Notre sport national, notre passion: Patrice Bélanger

Patrice Bélanger a vécu plusieurs beaux moments en compagnie de son grand ami Daniel Brière, dont ses deux participations à la Classique hivernale avec les Flyers.
Patrice Bélanger a vécu plusieurs beaux moments en compagnie de son grand ami Daniel Brière, dont ses deux participations à la Classique hivernale avec les Flyers.

Avec toute la passion, l’intensité et la rigueur qui l’habitent dans son métier de comédien et d’animateur, Patrice Bélanger admet avoir parfois besoin d’une échappatoire afin de décrocher complètement du train-train quotidien. Cette échappatoire, c’est le hockey, un sport dont il raffole depuis sa tendre enfance et son amour du hockey n’a fait que croître au fur et à mesure que son amitié avec Daniel Brière s’est développée. Rencontre avec un artiste fort sympathique.

 

Simon Bédard | Hockey Le Magazine

Rédacteur en chef

 

Hockey Le Magazine Patrice, à quel point es-tu un amateur de hockey ?

Patrice Bélanger Je suis un maniaque de hockey, et ce, autant à le jouer qu’à le regarder à la télévision. Malheureusement, avec l’horaire que j’ai, j’ai de moins en moins le temps de regarder les matchs parce que j’ai la chance de faire de la radio tôt le matin. J’essaie donc d’avoir une discipline de vie en fonction de ça, mais le lendemain, je regarde toujours les nouvelles du sport pour savoir qui a gagné la veille. Mon premier rêve dans la vie, avant même celui de devenir comédien ou animateur, c’était, comme bien des Québécois, d’être un hockeyeur professionnel. En revenant de l’école, je me dépêchais à faire mes devoirs pour aller jouer au hockey-balle et me prendre pour Wayne Gretzky, Theoren Fleury, Mats Naslund ou autres joueurs de taille modeste de mon époque. Du hockey, j’en mangeais et j’en mange encore, comme simple partisan ou hockeyeur amateur.

 

HLM Parlant de hockeyeur amateur, on raconte que tu te débrouilles plutôt bien sur une patinoire. Partages-tu cet avis ?  

PB Je suis très conscient de mes limites en tant que joueur, mais lorsque je joue, je le fais toujours avec passion et je tente toujours de m’améliorer dans le plus de facettes possible. Le plaisir que j’ai à me retrouver sur une patinoire, à me concentrer sur rien d’autre que la rondelle et les coéquipiers avec lesquels j’évolue, est une échappatoire qui me permet de penser à tout, sauf à la job. Si t’es dans mon équipe, je vais te la mettre sur la palette et tu vas être mon meilleur coéquipier, mais si on s’affronte, tu vas peut-être me détester car je suis assez intense parfois et ça se peut qu’on aille se bagarrer pour la rondelle dans le coin de la patinoire !

 

HLM Quels sont tes premiers souvenirs marquants en lien avec le hockey ?

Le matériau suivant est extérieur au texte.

PR #115, opened 2026-06-04
ci: set fail-on-vuln false on scheduled OSV scan

lml2468:
## What

Add `fail-on-vuln: false` to the `scan-scheduled` OSV job.

## Why

Without this, every push to main and every weekly scheduled run fails
on pre-existing vulnerabilities — creating permanent red CI unrelated
to the change being pushed.

With `fail-on-vuln: false`, results are still uploaded to the Security
tab (SARIF) for tracking, but don't block the workflow. PR scans still
block new vulnerabilities (default `fail-on-vuln: true`).

### DIFF
--- a/.github/workflows/osv-scanner.yml
+++ b/.github/workflows/osv-scanner.yml
@@ -22,6 +22,7 @@ jobs:
       scan-args: |-
         -r
         ./
+      fail-on-vuln: false
 
   scan-pr:
     if: github.event_name == 'pull_request'


Jerry-Xin (approved):
This PR is relevant to `Mininglamp-OSS/octo-adapters`: it updates the repository’s OSV security scanning workflow, which is part of project CI.

🔴 Blocking  
None.

💬 Non-blocking  
None.

✅ Highlights  
🔵 Suggestion-level context only: `.github/workflows/osv-scanner.yml:18-25` now disables vulnerability-found failure only for the `scan-scheduled` job, which covers `push`, `schedule`, and `workflow_dispatch`. The PR workflow remains separate at `.github/workflows/osv-scanner.yml:27-38`, so this change does not weaken the PR-specific scan configuration.

No tests are needed for this YAML-only CI behavior change beyond workflow validation.

yujiawei (approved):
# Code Review — PR #115 (octo-adapters)

**Verdict: APPROVED.** This is a one-line, well-scoped CI change that adopts a defensible pattern: a blocking PR scan plus a non-blocking informational scheduled/push scan. I verified the diff and the surrounding workflow against the pinned reusable-workflow SHA. No P0/P1 issues.

## What the change does

```diff
   scan-scheduled:
     uses: google/osv-scanner-action/.github/workflows/osv-scanner-reusable.yml@9a49870… # v2.3.8
     with:
       scan-args: |-
         -r
         ./
+      fail-on-vuln: false
```

- `fail-on-vuln` is a real declared boolean input on `osv-scanner-reusable.yml` (default `true`), wired to `--fail-on-vuln=${{ inputs.fail-on-vuln }}`. No typo, no schema error — confirmed against the pinned SHA.
- `fail-on-vuln: false` only changes the **final job exit code**. SARIF is still uploaded to the Security tab on push/schedule runs, so findings remain tracked and queryable.
- The `scan-pr` job is untouched and keeps `fail-on-vuln` at its default `true`. **PRs still block on newly introduced vulnerabilities** — the gate that actually matters for preventing regressions from entering `main` is intact.

## Assessment of the approach

The stated problem is legitimate: pre-existing transitive vulnerabilities with no available fix turn every push-to-`main` and every weekly scheduled run permanently red, regardless of whether the pushed change introduced anything. A permanently-red signal is worse than no signal — it trains maintainers to ignore the workflow, which then masks a *real* PR-scan failure when one eventually lands.

The chosen split — **blocking on PRs, informational on push/schedule** — is a common and reasonable CI pattern. The PR scan is where blocking has leverage (it stops bad code before merge); the scheduled scan's value is detection/visibility of drift in already-merged dependencies, which SARIF upload preserves. So the change keeps the useful property (tracking) and drops the harmful one (a stuck-red gate). I'd approve this as a pragmatic stopgap.

## Considerations worth noting (non-blocking)

1. **Visibility risk: nobody watches a scan that never goes red.** (severity: P2 / maintainability)
   Once push/schedule runs are green-by-construction, the only place a new regression surfaces is the **Security tab code-scanning alerts**, not the Actions tab. This works *only if* someone actually watches that tab. GitHub does generate alert notifications for new code-scanning results, but those are easy to tune out. Recommend (follow-up, not required for this PR): confirm code-scanning alert notifications are routed to a channel a human reads, and/or add a lightweight periodic check (even a manual cadence) so "scan is green" doesn't silently become "scan is ignored." This is the main thing I'd want a human to sanity-check given the `security_sensitive` classification.

2. **Alternatives considered — and why this is a fine first move.** (severity: nit / informational)
   - *Allowlist/ignore specific CVEs* (e.g. an `osv-scanner.toml` with per-CVE `[[IgnoredVulns]]` entries): this is the more surgical long-term answer — it keeps push/schedule **blocking** while suppressing only the known, unfixable, triaged vulns, so a *new* vuln would still turn the scheduled run red. The downside is it requires per-CVE triage and ongoing maintenance, and entries can rot. The blanket `fail-on-vuln: false` is a coarser instrument: it suppresses *all* current and *future* gating on push/schedule, not just the known set.
   - *Fixing the vulns*: ideal but evidently blocked (transitive / no upstream fix), hence not actionable now.
   - *Separating informational from gating*: that is effectively what this PR does, just at the `fail-on-vuln` flag level rather than as separate jobs.

   Net: blanket disable is acceptable today. If/when the team wants the scheduled scan to catch *new* regressions automatically, migrating to an allowlist config is the natural next step.

3. **Self-documenting commit / no inline comment.** (severity: nit)
   The PR rationale (pre-existing unfixable vulns) lives in the PR description, not in the workflow. A one-line YAML comment next to `fail-on-vuln: false` (e.g. "informational only; PR scan still blocks; see #115") would help a future maintainer who finds this and wonders whether the relaxed gate was intentional. Optional.

## Security sign-off

No new permissions, no secret handling, no token scope change, no third-party action added (the pinned reusable workflow SHA is unchanged). The blocking pre-merge guard (`scan-pr`, `fail-on-vuln` default true) is preserved. The only delta is the exit-code behavior of the post-merge informational scan. Safe to merge; the one human-verifiable item is consideration #1 (someone owns the Security-tab alerts).

lml2468 (commented):
**Security review: LGTM** ✅

_(Same GitHub account, comment-based sign-off.)_

1-line change: `fail-on-vuln: false` on scan-scheduled only. Correct — prevents main branch permanent red from pre-existing advisories in transitive deps. PR scan keeps default `fail-on-vuln: true`, so new vulns still block.

— 王大锤 🔨

yujiawei (approved):
# Code Review — PR #115 (octo-adapters)

**Verdict: APPROVED** — pragmatic, correctly-scoped CI change. No blocking issues.

## Summary

This PR adds a single line — `fail-on-vuln: false` — to the `scan-scheduled` job in `.github/workflows/osv-scanner.yml`. The push / schedule / `workflow_dispatch` OSV scan becomes informational-only instead of gating, while the pull-request scan stays blocking.

## Verification

- ✅ **Diff is exactly one line.** Only `.github/workflows/osv-scanner.yml` changes (+1/-0); no permissions, secrets, or third-party actions touched.
- ✅ **`fail-on-vuln` is a valid input.** Confirmed against the pinned reusable workflow SHA (`osv-scanner-reusable.yml@9a49870…` / v2.3.8): `fail-on-vuln` is a declared boolean input (default `true`) wired to `--fail-on-vuln=${{ inputs.fail-on-vuln }}`. No typo, no schema error.
- ✅ **YAML is correct.** `fail-on-vuln:` sits at the same indentation as `scan-args:` under `with:`, dedented below the `|-` block scalar, so it parses as a distinct input (native boolean `false`, not a string) rather than being swallowed into `scan-args`.
- ✅ **PR gate is intact.** `scan-pr` does not set `fail-on-vuln`, so it keeps the default `true` — newly introduced vulnerabilities still block merge on the PR path.
- ✅ **Tracking is preserved.** SARIF is still uploaded to the Security tab on push/schedule regardless of `fail-on-vuln`; only the job exit code changes.
- ✅ **Supply-chain hygiene maintained.** The reusable workflow remains pinned to a full commit SHA, not a mutable tag.

The rationale (pre-existing/unfixable transitive vulns producing permanently-red push and weekly runs) is legitimate. A stuck-red gate is arguably worse than an informational one, because it trains maintainers to ignore the workflow.

## Non-blocking suggestions

These are follow-ups, not merge blockers:

1. **Confirm branch protection on `main`.** With the gate off for `push`, a vulnerability introduced via a *direct push* to `main` (bypassing the PR flow) would now produce green CI and only a passive SARIF entry. This is moot if `main` requires PRs before merging (admins included). Worth a quick confirmation given the security-sensitive classification; otherwise this path's posture is weakened.
2. **Make sure Security-tab alerts reach a human.** The scheduled scan's real value is catching CVEs disclosed *after* merge — something the PR gate can never do. With `fail-on-vuln: false` that signal moves from a red build to a code-scanning alert. Ensure those alerts are routed somewhere people actually watch, so "scan is green" doesn't silently become "scan is ignored."
3. **Consider an allowlist as the longer-term fix.** A per-CVE `osv-scanner.toml` ignore list for the known pre-existing findings would keep push/schedule runs green on the known set while still failing on *genuinely new* vulns — a stronger posture than fully disabling the gate. The current blanket approach is simpler and defensible as a stopgap.

## For the human reviewer (security-sensitive)

The one item most worth a manual check is **suggestion #1** — whether `main` actually forbids direct pushes. If it does, the residual exposure from this change is negligible.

PB Vers l’âge de huit ou neuf ans, j’avais tourné, par chez moi en Outaouais, un commercial avec Stéphane Richer, qui était alors une grande vedette avec le Canadien. Le tournage n’avait duré qu’une ou deux journées, mais il m’avait adopté comme si j’étais son p’tit frère. On avait eu une séance photo au vieux Forum de Montréal et il m’avait fait visiter le vestiaire. J’étais assis à son casier et j’étais près de joueurs tels que Guy Carbonneau, Patrick Roy et Claude Lemieux. À l’époque, je jouais au niveau novice et on faisait encore la rotation des positions au sein de notre équipe. J’étais allé voir Roy et je lui avais demandé ‘Quand t’es arrivé dans la Ligue nationale, à quelle position aurais-tu voulu jouer ?’ Il m’avait répondu, en riant ‘Eh bien… celle gardien de but ?’ Dans ma tête, vu que c’était comme ça chez les novices, c’était la même chose dans la Ligue nationale ! Avec le recul, je me suis trouvé à la fois naïf et charmant.

 

HLM Tu entretiens une amitié de longue date avec Daniel Brière. Parle-nous-en un peu.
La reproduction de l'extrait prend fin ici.